* WHAT IS EXPECTED *
A word-for-word transcription of every record is needed.

Start of Block

PR #554, opened 2022-09-12
ci: Fix tests

M123-dev:
### What
- FIxed not working tests

### DIFF
--- a/lib/utils/HttpHelper.dart
+++ b/lib/utils/HttpHelper.dart
@@ -32,26 +32,27 @@ class HttpHelper {
   static Map<String, String>? addUserAgentParameters(
     Map<String, String>? map,
   ) {
+    map ??= <String, String>{};
     if (OpenFoodAPIConfiguration.userAgent?.name != null) {
-      map ??= <String, String>{};
       map['app_name'] = OpenFoodAPIConfiguration.userAgent!.name!;
     }
     if (OpenFoodAPIConfiguration.userAgent?.version != null) {
-      map ??= <String, String>{};
       map['app_version'] = OpenFoodAPIConfiguration.userAgent!.version!;
     }
     if (OpenFoodAPIConfiguration.uuid != null) {
-      map ??= <String, String>{};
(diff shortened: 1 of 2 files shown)


monsieurtanuki (approved):
You re-coded the same method differently in both PRs. I prefer this PR's version.

M123-dev:
Thanks for your review @monsieurtanuki! I noticed this is failing as well:
```
❌ test/api_searchProducts_test.dart: OpenFoodAPIClient search products with completed/to-be-completed states check products with 2 random states tags (failed)
  Expected: a value less than or equal to <640854>
    Actual: <640947>
     Which: is not a value less than or equal to <640854>
  
  package:test_api                          expect
  test/api_searchProducts_test.dart 1020:7  main.<fn>.<fn>
```



``` dart
    test('check products with 2 random states tags', () async {
      final List<int> indices = _getRandomInts(
        count: 2,
        max: State.values.length,
      );
      final State state1 = State.values[indices[0]];
      final State state2 = State.values[indices[1]];
      final Random random = Random();
      final bool completed1 = random.nextBool();
      final bool completed2 = random.nextBool();
      final int count1 = await _checkStatesTags(
        StatesTagsParameter(map: {
          state1: completed1,
        }),
      );
      final int count2 = await _checkStatesTags(
        StatesTagsParameter(map: {
          state2: completed2,
        }),
      );
      final int countBoth = await _checkStatesTags(
        StatesTagsParameter(map: {
          state1: completed1,
          state2: completed2,
        }),
      );
      // it's an AND: with both conditions we always get less results.
      expect(countBoth, lessThanOrEqualTo(count1));
      expect(countBoth, lessThanOrEqualTo(count2));
    });
```

Do you know if it's fine to raise this to `640947`

monsieurtanuki:
We don't put fixed values here. We just assume that the number of results of "A && B" are less than just "A" or just "B".
I suggest you add the "map" as the comment parameter of method "expect" (more verbose) and run the test again.
I think this was just bad luck.

M123-dev:
I added the <State, complete> map as reason to the expect. I that what you suggested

End of Block

* TASK RESULT *
PR #554, opened 2022-09-12
ci: Fix tests

M123-dev:
### What
- FIxed not working tests

### DIFF
--- a/lib/utils/HttpHelper.dart
+++ b/lib/utils/HttpHelper.dart
@@ -32,26 +32,27 @@ class HttpHelper {
   static Map<String, String>? addUserAgentParameters(
     Map<String, String>? map,
   ) {
+    map ??= <String, String>{};
     if (OpenFoodAPIConfiguration.userAgent?.name != null) {
-      map ??= <String, String>{};
       map['app_name'] = OpenFoodAPIConfiguration.userAgent!.name!;
     }
     if (OpenFoodAPIConfiguration.userAgent?.version != null) {
-      map ??= <String, String>{};
       map['app_version'] = OpenFoodAPIConfiguration.userAgent!.version!;
     }
     if (OpenFoodAPIConfiguration.uuid != null) {
-      map ??= <String, String>{};
(diff shortened: 1 of 2 files shown)


monsieurtanuki (approved):
You re-coded the same method differently in both PRs. I prefer this PR's version.

M123-dev:
Thanks for your review @monsieurtanuki! I noticed this is failing as well:
```
❌ test/api_searchProducts_test.dart: OpenFoodAPIClient search products with completed/to-be-completed states check products with 2 random states tags (failed)
  Expected: a value less than or equal to <640854>
    Actual: <640947>
     Which: is not a value less than or equal to <640854>
  
  package:test_api                          expect
  test/api_searchProducts_test.dart 1020:7  main.<fn>.<fn>
```



``` dart
    test('check products with 2 random states tags', () async {
      final List<int> indices = _getRandomInts(
        count: 2,
        max: State.values.length,
      );
      final State state1 = State.values[indices[0]];
      final State state2 = State.values[indices[1]];
      final Random random = Random();
      final bool completed1 = random.nextBool();
      final bool completed2 = random.nextBool();
      final int count1 = await _checkStatesTags(
        StatesTagsParameter(map: {
          state1: completed1,
        }),
      );
      final int count2 = await _checkStatesTags(
        StatesTagsParameter(map: {
          state2: completed2,
        }),
      );
      final int countBoth = await _checkStatesTags(
        StatesTagsParameter(map: {
          state1: completed1,
          state2: completed2,
        }),
      );
      // it's an AND: with both conditions we always get less results.
      expect(countBoth, lessThanOrEqualTo(count1));
      expect(countBoth, lessThanOrEqualTo(count2));
    });
```

Do you know if it's fine to raise this to `640947`

monsieurtanuki:
We don't put fixed values here. We just assume that the number of results of "A && B" are less than just "A" or just "B".
I suggest you add the "map" as the comment parameter of method "expect" (more verbose) and run the test again.
I think this was just bad luck.

M123-dev:
I added the <State, complete> map as reason to the expect. I that what you suggested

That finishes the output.